§ **Available data**
PR #1503, opened 2023-08-31
Jshook/filecache

### LINKED ISSUE #1502: Make large external files automatically cacheable locally

jshook:
fixes #1502 

This allows us to reference urls directly and have them cached locally.
Caveat, this needs to be made safer for concurrent or episodic access patterns, for example when a file is being accessed in mmap mode and another async activity accesses it after the expiry.

        # 10 seconds allows local behavior as before, but re-fetches each start
        # this needs to be improved and made clear for users to avoid Heisenbugs
        --filecache-expiry 10
        # match all patterns by default
        --filecache-pattern ".*"


jshook:
This version is superseded by a better version from @MarkWolters. Removing the PR for now, and the branch shortly.

PR #1505, opened 2023-08-31
modularize methods for verifiers

### LINKED ISSUE #1466: Organize the scripting plugins by adapter, and inject them lazily
With the current scripting plugins, all potential objects are created for every scenario and injected into the scripting environment as a global variable. This is inefficient and problematic. Instead, a service object with the name of `_services` should be used, and all of its members should be resolved lazily using the same scripting plugin mechanisms that already exist.

This should apply equally to the scenario scripting layer as it does to the verifier scripting layer.

We don't want to take out the original service object implementations or integrated testing examples until 
we have the dedicated naming and lazy loader in place.
Even then, the existing scripting service objects should only be deprecated for awhile. They can be removed on a new minor version bump, likely with the 5.21 series, which is due to start after the drop of the next Java LTS 21.

jshook:
fixes #1466


adapter-pinecone/src/main/java/io/nosqlbench/engine/extensions/scriptingutils/PineconeScriptingUtils.java
MarkWolters, line 1: I would like to also add a method such as "metadataFieldToIntArray" as the id field won't necessarily always be an int, that's dependent on the way we are testing currently. Might be useful to be able to use the metadata for the same purpose. Could be in a different pull.

adapter-cqld4/src/main/java/io/nosqlbench/engine/extensions/vectormath/CqlUtilsPluginInfo.java
```diff
@@ -18,19 +18,19 @@
...
 import com.codahale.metrics.MetricRegistry;
 import io.nosqlbench.api.config.LabeledScenarioContext;
-import io.nosqlbench.api.extensions.ScriptingPluginInfo;
+import io.nosqlbench.api.extensions.ScriptingExtensionPluginInfo;
 import io.nosqlbench.nb.annotations.Service;
 import org.apache.logging.log4j.Logger;
 
-@Service(value = ScriptingPluginInfo.class,selector = "vectormath")
-public class VectorMathPluginInfo implements ScriptingPluginInfo<VectorMath> {
+@Service(value = ScriptingExtensionPluginInfo.class,selector = "cql_utils")
```
MarkWolters, line 25: Is the idea truly that this will in the future serve as a plugin for any cql utils or will it continue to be specific to vector stuff? Small quibble but it's named like the former but organized (package wise) like the latter.

MarkWolters (approved):
Looks good. I think there's more functionality we can add and IMO we should think about renaming some of the packages where the utils live but that can come separately.

adapter-cqld4/src/main/java/io/nosqlbench/engine/extensions/vectormath/CqlUtilsPluginInfo.java
jshook: We should change the packaging, post merge to match "cql utilities". The idea is to decouple across the data structure while allowing them to be complimentary.

PR #1519, opened 2023-09-07
more metric name fixes for prom expo form

### LINKED ISSUE #1517: Remove remaining invalid metric names
There are still some residual metric label constructions which contain '.' or other invalid characters. These should be removed and replaced with valid prometheus exposition format names according to that spec.

jshook:
fixes #1517


dave2wave (approved):
yes, let's underscore these!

§ **Task description**
Each line from the one containing "There are still" through the end of the entries, both included, is to be returned exactly, with no other lines.

§ **Answer below**
There are still some residual metric label constructions which contain '.' or other invalid characters. These should be removed and replaced with valid prometheus exposition format names according to that spec.

jshook:
fixes #1517


dave2wave (approved):
yes, let's underscore these!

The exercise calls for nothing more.